* Task directions: Begin at the top of the listing below. Write each line out exactly, ending with the line that holds "nested fee settings.".

* Raw data:

PR #2555, opened 2025-10-02
Fix Extension Solana swaps

rcoderdev:
image
image

## Summary by CodeRabbit

* **Bug Fixes**
  * Corrected identification of input vs. output assets in Solana transaction parsing, fixing reversed “sent”/“received” (or “from”/“to”) labels in transaction details.
  * Improved accuracy of token resolution for Solana transfers, reducing mismatched balances, symbols, and icons shown to users.
  * Updated completion flow in swap transaction UI so the "Done" action returns users to Home.


johnnyluo (approved):
LGTM

PR #2608, opened 2025-10-14
Migrate the swap form to use FeeQuote

rcoderdev:
image
image
image

## Summary by CodeRabbit

* **New Features**
  * More accurate network fee estimation for swaps via a dedicated fee quote query and improved gas limit handling.
  * Faster, more consistent quote refresh that also invalidates related fee data.
  * Keysign flow now integrates fee quotes and transaction data for improved reliability.

* **Refactor**
  * Simplified EVM transaction structure by using a direct gas limit instead of nested fee settings.
  * Streamlined internal swap queries and removed a deprecated chain-specific query.
  * Broadened reuse by exposing the fee quote input type.


antoni0dev (approved):
LGTM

* Task result:
PR #2555, opened 2025-10-02
Fix Extension Solana swaps

rcoderdev:
image
image

## Summary by CodeRabbit

* **Bug Fixes**
  * Corrected identification of input vs. output assets in Solana transaction parsing, fixing reversed “sent”/“received” (or “from”/“to”) labels in transaction details.
  * Improved accuracy of token resolution for Solana transfers, reducing mismatched balances, symbols, and icons shown to users.
  * Updated completion flow in swap transaction UI so the "Done" action returns users to Home.


johnnyluo (approved):
LGTM

PR #2608, opened 2025-10-14
Migrate the swap form to use FeeQuote

rcoderdev:
image
image
image

## Summary by CodeRabbit

* **New Features**
  * More accurate network fee estimation for swaps via a dedicated fee quote query and improved gas limit handling.
  * Faster, more consistent quote refresh that also invalidates related fee data.
  * Keysign flow now integrates fee quotes and transaction data for improved reliability.

* **Refactor**
  * Simplified EVM transaction structure by using a direct gas limit instead of nested fee settings.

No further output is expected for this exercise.